==== Dataset excerpts

Issue #420, opened 2018-08-04
Possibility of splitting onOpen & onClose to before & after actions?


sdhull:
First I want to say thank you for this most excellent ember addon, which is so foundational to many other addons!!

Second I wanted to ask if you'd be open to deprecating `onOpen` and `onClose` in favor of `beforeOpen` and `beforeClose` as well as adding `afterOpen` and `afterClose` hooks.

Or if it's possible to achieve `after` hooks some other way I'd be very interested to learn!

sdhull:
In case it wasn't clear -- if you're open to considering a PR that would do this, I'm happy to take a stab at implementing it and opening a PR

JenLyndle:
the afterOpen and afterClose hooks will be very helpful!

hadiwina:
I agree with @sdhull's suggestion. The split up actions are gonna be super helpful!

Thanks for the great addon! :)

cibernox:
I think it's a good idea, but I'm short of time lately.

The approach would be to add a `onBeforeOpen`/`onAfterOpen` and `onBeforeClose`/`onAfterOpen`, and, for backwards-compatibility, map the current `onOpen`/`onClose` to `onBeforeOpen`/`onBeforeClose` with a deprecation, to eventually be removed in 2.0.

If anyone wants to take a stab let me know, I might be able to assist

sdhull:
I will likely take a stab at it this week.

PR #494, opened 2019-09-17
Issue #420 - Splitting onOpen and onClose to before and after actions

Ryan-Bell:
Issue #420 

My attempt at implementing onBeforeOpen, onBeforeClose, onAfterOpen, onAfterClose hooks.

I wasn't sure what arguments should be passed to the "after" hooks and whether or not `onAfterClose` should be called if the dropdown has been destroyed.

Let me know if there are any changes to documentation/implementation or tests you want.

Thanks for the great addon!

### DIFF
--- a/addon/components/basic-dropdown.js
+++ b/addon/components/basic-dropdown.js
@@ -10,6 +10,7 @@ import templateLayout from '../templates/components/basic-dropdown';
 import calculatePosition from '../utils/calculate-position';
 import { assign } from '@ember/polyfills';
 import requirejs from 'require';
+import { deprecate } from '@ember/application/deprecations';
 
 const ignoredStyleAttrs = [
   'top',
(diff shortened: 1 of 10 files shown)


addon/components/basic-dropdown.js
```diff
@@ -89,10 +90,23 @@ export default @layout(templateLayout) @tagName('') class BasicDropdown extends
...
+      if (this.onOpen(this.publicAPI, e) === false) {
+        return;
+      }
+    }
+    if (this.onBeforeOpen && this.onBeforeOpen(this.publicAPI, e) === false) {
       return;
     }
     this.updateState({ isOpen: true });
+    if (this.onAfterOpen) {
+      this.onAfterOpen(this.publicAPI, e);
```
cibernox: I'm not 100% if we should call it here or wait until the `afterRender` step. 
I lean towards your solution, and let the user wait for the render if they want to.

cibernox:
This looks great. I just have one request. Can you update Ember Power Select to use the new onBeforeOpen/onBeforeClose hooks? Otherwise there will be a lot of noise. After that I'll merge it

cibernox:
It's also worth noting that I'm planing a new major release updating to GlimmerComponents, and it would be a good moment to remove the now-deprecated onOpen/onClose

Ryan-Bell:
Awesome! Quick question, should onAfterOpen and onAfterClose be exposed in ember-power-select or is it enough to update the onOpen and onClose internally? I noticed `power-select-multiple.hbs` has `@onClose={{@onClose}}`. Will this have to be updated to `@onBeforeClose={{@onClose}}`

hadiwina:
Is this PR no longer be merged?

========

Required work: Each line in the listing above that includes "import" is to be copied.

Written response:
@@ -10,6 +10,7 @@ import templateLayout from '../templates/components/basic-dropdown';
 import calculatePosition from '../utils/calculate-position';
 import { assign } from '@ember/polyfills';
 import requirejs from 'require';
+import { deprecate } from '@ember/application/deprecations';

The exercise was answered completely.